Extracted entries
PR #1257, opened 2018-09-03
Simpler translate and stuff

karyon:
see commit messages.


janno42:
look good (apart from the test failures 😉)

Issue #1246, opened 2018-08-03
Investigate making the general contribution optional


karyon:
Currently, each `Course` must have a general contribution, enforced in it's `save` method.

Aim of the task
Only the lines from the one containing "see commit messages." through the end of the entries above should be written out, exactly and in full.

Solution to this task
see commit messages.


janno42:
look good (apart from the test failures 😉)

Issue #1246, opened 2018-08-03
Investigate making the general contribution optional


karyon:
Currently, each `Course` must have a general contribution, enforced in it's `save` method.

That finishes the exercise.